The Cost Volume Profit Analysis of a company displays how the changes in cost and volume affect a company’s profit. This analysis helps accounting managers to determine the point where revenue breaks even with total cost.

Cost volume profit analysis let a manager explore the relationship between variable costs, fixed costs, the volume of units produced and profitability, due to which CVP analysis a vital tool in many business decisions. These decisions include:

1. What products and services to offer

2. What pricing policy to follow

3. What marketing strategy to employ

4. What basic cost structure to use

Five elements of CVP Analysis:

1. Prices of products

2. Volume or level of activity

3. Per unit variable costs

4. Total fixed costs

5. Mix of products sold

Assumptions Made with Cost Profit Analysis:

Accounting professionals in a business must make several assumptions concerning the components of cost volume profit analysis.

a.

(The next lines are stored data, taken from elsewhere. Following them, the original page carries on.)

Issue #1817, opened 2018-11-23
Add functional Flask endpoints


hahahannes:
Motivation
----------
The Flask API has problems with dealing exceptions when using JSON streaming. This should be fixed as it is essential for handling lot of data.

Modification
------------
See [documentation](http://flask.pocoo.org/docs/1.0/patterns/streaming/?highlight=stream) for implementing JSON streaming to change the Flask API.
Investigate how to deal with exceptions.

hahahannes:
It seems that it is not possible to catch exceptions inside the streaming.
To reproduce, run this minimal flask server. The exception gets raised on flask side but does not get catched. An internal server error is generated instead of the 'error' string.

```python
from flask import Flask, Response, jsonify

app = Flask(__name__)

@app.route("/")
def hello():
    def generate(): 
        for i in range(0, 100):   
            raise Exception
            yield '1' + '\n'    
    
    try:
        return Response(generate())
    except Exception as error:
        return jsonify({'error': error})

if __name__ == '__main__':
    app.run(passthrough_errors=True)
```

```
FLASK_APP=file.py flask run
```

One solution would be to rework the logic and check for possible problems like non existing account before querying the database. 
Another solution would be to call the same function inside a for loop but with a break after one loop, where we check for exceptions. Afterward the streaming can start if there was no exception catched.

bari12:
To me the accurate path looks like the one where we change the logic (and checking) of the APIs which use streaming. Thus we do all the conflict checking first and then just iterate the stream.

Conceptually, the error handling we do right now with streaming is wrong and possibly leads to malformed replies. Because the HTTP return code is calculated (and sent!) at the header anyway. So let's say this is a `200`, whatever you stream afterwards (and throws an exception) is not properly reflected in the error code.

But this will take time, we probably have to more carefully select which APIs we offer as a streaming API (list-contents, list-replicas, ...) and not be so generous like we are now with them.

vingar:
Worth mentioning here to think about proper support for HTTP Chunked Encoding.

bziemons:
@bari12 *after* my current tasks I would like to take care of this. I debugged a little on the issue where there is only a generic internal server error transmitted to the client and what you pointed out above is most probably the cause of the problem.

bari12:
👍 much appreciated. We need to plan and approach this carefully though. Especially with list_replicas it won't be easy.

bziemons:
Just talked to Mario about it. He suggested the following tasks and their order:
[...]

PR #3975, opened 2020-09-02
Core & Internals: Fix Flask endpoints; #1817

bziemons:
Rename lock, replica blueprints, because of duplicate naming resulting in errors when adding both to the same application.
Fix Flask endpoints compared to web.py.
Add global account limit endpoint to Flask.
Add `parse_scope_name` for parsing scope and name following the schema.
Add `try_stream` for all streaming endpoints.
Fix did endpoint and add missing follow endpoint.
Fix archive endpoint.
Add missing authentication endpoints.

Caveats
-----------

OIDC authentication templates were created for web.py only. The outputs on the Flask side are simple one-liners in text instead of HTML. As those endpoints shouldn't be handled as REST APIs, this doesn't break anything.

### DIFF
--- a/lib/rucio/web/rest/flaskapi/v1/archive.py
+++ b/lib/rucio/web/rest/flaskapi/v1/archive.py
@@ -1,5 +1,6 @@
 #!/usr/bin/env python
-# Copyright 2018 CERN for the benefit of the ATLAS collaboration.
+# -*- coding: utf-8 -*-
+# Copyright 2017-2020 CERN
 #
 # Licensed under the Apache License, Version 2.0 (the "License");
 # you may not use this file except in compliance with the License.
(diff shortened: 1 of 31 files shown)


bziemons:
Can be reviewed, but I am going to have another look at the generated documentation, since I am changing a few endpoints here.

bziemons:
ready for review & merge. I would suggest merging this as a patch, because that will prevent issues with cherry-picking to the release branch & fix documentation issues.

bari12:
@tbeerman please have a look on this as well.

lib/rucio/web/rest/flaskapi/v1/archive.py
```diff
@@ -42,27 +46,32 @@ class Archive(MethodView):
     """ REST APIs for archive. """
 
     @check_accept_header_wrapper_flask(['application/x-json-stream'])
-    def get(self, scope, name):
+    def get(self, scope_name):
```
tbeerman, line 49: why this change?

bziemons: because schemas can configure an arbitary `SCOPE_NAME_REGEX`[(1)] and this is backwards-compatible.

[(1)]: https://github.com/rucio/rucio/blob/4ab624fd77949d97a3498e2d31ce58bfd6eef135/lib/rucio/common/schema/cms.py#L391

tbeerman: ah right, I forgot about the schema.

bziemons: I am all open for a better solution, if you have any :D

tbeerman: not really. I just missed the step with the schema matching. all good from my side.

tbeerman (approved):

lib/rucio/web/rest/flaskapi/v1/exporter.py
```diff
@@ -71,6 +74,7 @@ def get(self):
 
 export_view = Export.as_view('scope')
 bp.add_url_rule('/', view_func=export_view, methods=['get', ])
+# FIXME: Add '' rule
```
bari12, line 77: What are these for?

bari12 (approved):
This looks very good. Thanks a lot @bziemons 👍 
Due to the size of it we will have to test it carefully though. Next by adding it to the tests but then also by partial integration deployment.

lib/rucio/web/rest/flaskapi/v1/exporter.py
bziemons: Because the blueprints do not have the url prefix, adding this rule would currently break the blueprint since it would add a rule for an empty url. These are basically notes for myself I followed up on #3990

The first assumption is that the rise in cost and revenue only results from an increase in the number of units produced and not an increase in the selling price.

b. Another assumption made by a company is that costs are divided into two components: variable cost and fixed cost.

c. Managers also assume that costs and revenue are analyzed without taking into consideration the time value of money.

Contribution Margin

An element within cost volume profit analysis includes the contribution margin. Managers might think of contribution margin as the amount of profit made before the subtraction of fixed cost. As a company's total revenue increases, the contribution margin also increases.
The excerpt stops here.